We're starting a new project that has some messaging and queueing requirements that are pretty basic, but in the future there may be some additional requirements for things such as sagas to process messages that might arrive out of order and need to be resequenced.
We've just recently released a project that's completely hosted on Amazon EC2 which also has a simple messaging system in it. We have a very simplistic little pub/sub mechanism whereby we receive a message and then figure out which handler to use for the message based on its type. In our new project we also have a similar mechanism and may have some slightly more sophisticated requirements, but even if we could do away with having our own code to resolve the message handlers this would be cool too.

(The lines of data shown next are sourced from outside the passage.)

PR #1844, opened 2026-03-10
feat: smarter Phase 1 heartbeat scheduling — datetime-aware + configurable last-run tracking

anjorinjnr:
## Problem

Phase 1 heartbeat decision uses a vague prompt with no date context:

> "Review the following HEARTBEAT.md and decide whether there are active tasks."

This causes two issues:

1. **Future-dated tasks trigger Phase 2** — a task scheduled for tomorrow is seen as "active" today, causing unnecessary agent wakeups and potentially noisy messages to users.
2. **Duplicate fires** — if a task runs but the agent is slow to advance its schedule, the next heartbeat 30 minutes later re-fires the same task.

### Always-on (non-breaking)
- Inject `Current date/time` into the Phase 1 prompt so the LLM can evaluate schedules accurately
- Tighten the Phase 1 question to **"tasks DUE NOW (scheduled time has passed or is within 5 minutes)"** — eliminates false positives on future-dated tasks

### Opt-in: `last_run_tracking` (default `false`)
Adds `last_run_tracking: bool = False` to `HeartbeatConfig` and `HeartbeatService`.

When enabled, Phase 1 is instructed to skip tasks whose `Last-run` field matches today's date, preventing duplicate fires. This is useful when:
- Tasks recur multiple times per day (e.g. 12pm and 6pm reminders — each is a separate task with its own `Last-run`)
- The agent writes a `Last-run` field to HEARTBEAT.md after executing each task

Requires the agent to maintain the `Last-run` field — disabled by default so existing setups are unaffected.

## Tests

5 new tests:
- `test_decide_prompt_includes_current_datetime` — datetime appears in prompt
- `test_decide_prompt_requires_due_now` — "due" + future-skip wording present
- `test_decide_prompt_includes_last_run_awareness_when_enabled` — Last-run instruction present when opt-in
- `test_decide_prompt_omits_last_run_when_disabled` — Last-run instruction absent by default
- `test_trigger_now_returns_none_for_future_recurring_task` — future-dated task does not trigger Phase 2
- `test_trigger_now_skips_task_already_run_today` — Last-run today prevents re-fire
- `test_two_same_day_tasks_fire_independently` — 12pm task having Last-run does not suppress 6pm task

## Relation to existing PRs

The `last_run_tracking` field is additive alongside `send_reasoning` (#1443). Both are opt-in `HeartbeatConfig` flags with safe defaults.

### DIFF
--- a/nanobot/heartbeat/service.py
+++ b/nanobot/heartbeat/service.py
@@ -3,6 +3,7 @@
 from __future__ import annotations
 
 import asyncio
+import re
 from datetime import datetime
 from pathlib import Path
 from typing import TYPE_CHECKING, Any, Callable, Coroutine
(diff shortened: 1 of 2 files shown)


anjorinjnr:
Closing this — after deeper investigation, the datetime-awareness and Last-run tracking in Phase 1 don't fully solve the noise problem. The real issue is that tasks in the Active Tasks section of HEARTBEAT.md have no Schedule fields, so Phase 1 always returns action="run" and Phase 2 always executes. The fix we found was to give every task an explicit Schedule and Recur field so Phase 1 can evaluate due status in Python (rather than relying on LLM date math) and only return action="run" when something is actually due. This is working well for us but is too opinionated for a general upstream contribution.

chengyongru:
@anjorinjnr Thanks for your working!

PR #2606, opened 2026-03-29
feat(telegram): include author context in reply tags (#2605)

### LINKED ISSUE #2605: Include author context in Telegram reply tags
Currently, when a user replies to a message in Telegram, the `_extract_reply_context` function in `nanobot/channels/telegram.py` simply extracts the text of the replied-to message and wraps it in a `[Reply to: ...]` tag.

However, it does not include any information about the author of the original message. For example, if a user replies to the bot's own message, the bot sees:
`[Reply to: I completed the task] Thanks!`

This makes it difficult for the LLM to distinguish whether the user is replying to the bot's own message or quoting another user in a group chat.

**Proposal:**
Enhance the `_extract_reply_context` function to include the author's context in the reply tag.
- If the reply is to the bot itself, use a tag like `[Reply to bot: ...]`.
- If the reply is to another user, use a tag like `[Reply to @username: ...]`.

This will provide clearer context to the LLM, especially in group chats.

flobo3:
Fixes #2605

This PR enhances the `_extract_reply_context` function in the Telegram channel to include the author's context in the reply tag.

Changes:
- Changed `_extract_reply_context` from `@staticmethod` to an `async` method to allow fetching bot identity.
- Added logic to check the author of the replied-to message (`reply.from_user`).
- If the reply is to the bot itself, the tag is now `[Reply to bot: ...]`.
- If the reply is to another user with a username, the tag is `[Reply to @username: ...]`.
- If the reply is to another user without a username, the tag is `[Reply to First Name: ...]`.
- Fallback to `[Reply to: ...]` if no user info is available.

This provides clearer context to the LLM, especially in group chats, allowing it to distinguish whether the user is replying to the bot's own message or quoting another user.

### DIFF
--- a/nanobot/channels/telegram.py
+++ b/nanobot/channels/telegram.py
@@ -634,11 +634,11 @@ class TelegramChannel(BaseChannel):
         bot_id, _ = await self._ensure_bot_identity()
         reply_user = getattr(reply, "from_user", None)
         
-        if bot_id and reply_user and reply_user.id == bot_id:
+        if bot_id and reply_user and getattr(reply_user, "id", None) == bot_id:
             return f"[Reply to bot: {text}]"
-        elif reply_user and reply_user.username:
+        elif reply_user and getattr(reply_user, "username", None):
             return f"[Reply to @{reply_user.username}: {text}]"
-        elif reply_user and reply_user.first_name:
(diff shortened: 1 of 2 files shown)


chengyongru:
LGTM 💖

PR #2608, opened 2026-03-29
feat(telegram): send tool hint message in telegram silently

songsong-hui:
## Summary

This PR makes Telegram tool hint messages silent by sending them with `disable_notification=True`.

## Why

Tool hint messages are progress-style updates that expose tool calls such as `read_file(...)` or `web_search(...)`. They are useful for transparency, but they should not trigger Telegram push notifications like normal assistant replies.

## Changes

- derive `disable_notification` from outbound message metadata when `_tool_hint` is present
- pass the flag through both the HTML send path and the plain-text fallback path
- add regression tests to verify:
  - tool hint messages are sent silently
  - regular messages keep the default notification behavior

## Files

- `nanobot/channels/telegram.py`
- `tests/channels/test_telegram_channel.py`


flobo3:
Hey! Thanks for the PR, this is a really useful little fix! 🚀

It looks like some extra commits from `main`/`nightly` accidentally slipped into this PR (probably due to a `git merge` instead of a rebase). To help the maintainers merge this quickly, could you rebase your branch on the latest `nightly`? 

Alternatively, you can create a fresh branch from `nightly` and `git cherry-pick` just your specific commit, then force push.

We're really keen to use NServiceBus as the pub/sub model is really nice, but up until now we've been using Amazon SQS as the queue provider. Each of our EC2 machines has a worker that's listening to the same SQS queue and pulling messages off of that to process them. Obviously SQS isn't supported as a transport layer (and I know it's because NServiceBus is built around a reliable and low latency queue) in NServiceBus.
I know that NServiceBus has a distributor, and I could imagine hosting that on its own EC2 instance, but the problem with that is that there is a huge single point of failure there, so we're basically screwed if that goes down. From what I gather, people setup windows failover clusters to deal with this problem for internal networks, but I don't know if this is applicable to EC2.
This was one of the only blog posts around that I could find by someone who had actually attempted to use NServiceBus in the cloud based context, and he doesn't seem to recommend it. I'm just wondering if anybody else on here has attempted it and if so would they have any advice to offer? Seems like such a shame that we won't be able to make use of such a great framework just because we're hosted on the cloud.
It looks like there's some progress being made with Azure Queues which is something we might look at, but for now we'd like to keep the infrastructure with Amazon as we have a lot of build automation that we can re-use that's based around that.